SVLTA: Benchmarking Vision-Language Temporal Alignment via Synthetic Video Situation
This work provides a new benchmark for evaluating vision-language models on temporal alignment, which is incremental as it builds on existing research but offers improved data quality and diagnostic tools.
The paper tackles the problem of vision-language temporal alignment by introducing SVLTA, a synthetic benchmark that addresses biases and limitations in existing datasets, enabling diagnostic evaluations that reveal insights into model capabilities.

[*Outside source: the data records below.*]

PR #1627, opened 2023-07-07
rp/pio: use bind_interrupts for irqs

### LINKED ISSUE #1338: embassy-rp PIO drivers should use `irq!()` macro
Right now, there is no way for the user to access the PIO interrupts when the `pio` feature is used. I want to implement a communication protocol that requires fairly tight timing, so I'd rather have access to the raw interrupts of one PIO instance instead of using `irq(n).await`. Right now, the PIOs are the only peripherals that has all interrupts blocked by embassy:
- DMA: while `DMA_IRQ_0` is implemented by embassy, `DMA_IRQ_1` is left to the user
- GPIO and `multicore`: I can see that embassy always claims these interrupts, though I'd love to see some way to hook into the GPIO IRQ and execute some timing critical user code before the embassy interrupt handler
- Timer: without the `time-driver` feature, the user can implement this interrupt handler

While the embassy PIO interrupt handlers can be disabled using the `pio` feature, there is no way to expose one PIO completely to the user while leaving the other managed by embassy.

I propose two solutions:
- pass in the interrupts with the `irq!()` macro when creating an instance of the PIO driver
- have two separate feature flags `pio0` and `pio1`

pennae:
closes #1338

### DIFF
--- a/embassy-rp/src/pio.rs
+++ b/embassy-rp/src/pio.rs
@@ -16,12 +16,12 @@ use pio::{SideSet, Wrap};
 use crate::dma::{Channel, Transfer, Word};
 use crate::gpio::sealed::Pin as SealedPin;
 use crate::gpio::{self, AnyPin, Drive, Level, Pull, SlewRate};
-use crate::interrupt::InterruptExt;
+use crate::interrupt::typelevel::{Binding, Handler, Interrupt};
 use crate::pac::dma::vals::TreqSel;
 use crate::relocate::RelocatedProgram;
-use crate::{interrupt, pac, peripherals, pio_instr_util, RegExt};
+use crate::{pac, peripherals, pio_instr_util, RegExt};
 
-struct Wakers([AtomicWaker; 12]);
+pub struct Wakers([AtomicWaker; 12]);
 
 impl Wakers {
     #[inline(always)]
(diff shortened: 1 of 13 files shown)


embassy-rp/src/pio.rs
```diff
@@ -85,42 +85,20 @@ const RXNEMPTY_MASK: u32 = 1 << 0;
...
-    let ints = pac::PIO1.irqs(0).ints().read().0;
-    for bit in 0..12 {
-        if ints & (1 << bit) != 0 {
-            WAKERS[1].0[bit].wake();
+impl<PIO: Instance> Handler<PIO::Interrupt> for InterruptHandler<PIO> {
+    unsafe fn on_interrupt() {
+        let ints = PIO::PIO.irqs(0).ints().read().0;
+        for bit in 0..12 {
+            if ints & (1 << bit) != 0 {
+                WAKERS[0].0[bit].wake();
```
Dirbaio, line 97: this needs to use `WAKERS[1]` for PIO1.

Vision-language temporal alignment is a crucial capability for human dynamic recognition and cognition in real-world scenarios. While existing research focuses on capturing vision-language relevance, it faces limitations due to biased temporal distributions, imprecise annotations, and insufficient compositionally. To achieve fair evaluation and comprehensive exploration, our objective is to investigate and evaluate the ability of models to achieve alignment from a temporal perspective, specifically focusing on their capacity to synchronize visual scenarios with linguistic context in a temporally coherent manner. As a preliminary step, we present the statistical analysis of existing benchmarks and reveal the existing challenges from a decomposed perspective. To this end, we introduce SVLTA, the Synthetic Vision-Language Temporal Alignment derived via a well-designed and feasible control generation method within a simulation environment. The approach considers commonsense knowledge, manipulable action, and constrained filtering, which generates reasonable, diverse, and balanced data distributions for diagnostic evaluations. Our experiments reveal diagnostic insights through the evaluations in temporal question answering, distributional shift sensitiveness, and temporal alignment adaptation.